I’ve been dimly aware that Scott Adams, author of the Dilbert comic strip, has an interesting blog that I should probably check out more. I only recently found out that he’s been making predictions about the political rise of Donald Trump that have been quite accurate (while the rest of the media has been baffled by Trump’s rise.)
Adams is a certified hypnotherapist and argues that Trump is what should be called a “master persuader”—a brilliant pitch man. Part of Adam’s thesis is, as I understand it, that people don’t really think logically, instead they respond emotionally to various cues. A good hypnotist, or politician, can manipulate people by transmitting these cues. That is what Trump has done, says Adams. Sounds nutty, but Adams has been making predictions about Trump’s fortunes with a high degree of accuracy based on this theory.
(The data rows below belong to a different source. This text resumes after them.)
PR #377, opened 2022-08-09
Disable test resources in Elasticsearch deployment for OpenShift patch

npepinpe:
This PR disables the test resources for Elasticsearch when using the OpenShift patch values, as these will not be post-rendered. As they're only test values, this should be acceptable for a production deployment.

### DIFF
--- a/openshift/values-patch.yaml
+++ b/openshift/values-patch.yaml
@@ -47,6 +47,8 @@ identity:
 
 # omit the values below if elasticsearch.enabled is false
 elasticsearch:
+  tests:
+    enabled: false
   securityContext:
     runAsUser: "@@null@@"
   podSecurityContext:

This Reason article provides some detail.
“What I [see] in Trump,” says Adams, is “someone who was highly trained. A lot of the things that the media were reporting as sort of random insults and bluster and just Trump being Trump, looked to me like a lot of deep technique that I recognized from the fields of hypnosis and persuasion.”
This also ties in with a book I’ve been reading called “Moral Tribes.” In the book, author Joshua Green argues that we are programmed by evolution to cooperate within groups; this behavior leads to the success of our individual genes. Green basically says that we have subconscious programs in our mind/brain that control our behavior. Presumably these programs could be activated by the cues Adams talks about.
The point of all this is that people who are baffled by Trump’s success despite his lying and general self-aggrandizement are missing the big picture. Trump knows exactly what he’s doing by sending signals to persuade people (more emotionally than logically) that he is a good choice for President.
I myself have said that while I think a Trump presidency could be a disaster for the solar system, I understand the appeal of his refusal to bow to political correctness. I’ve long identified in myself an anti-authortitarian streak, a dislike of being told what to do or say. The political correctness camp specializes in telling people what to do and say (often with very good reasons, but it’s still bossy.) Does Donald Trump behavior appeal to my “anti-authority mind module”? I think so.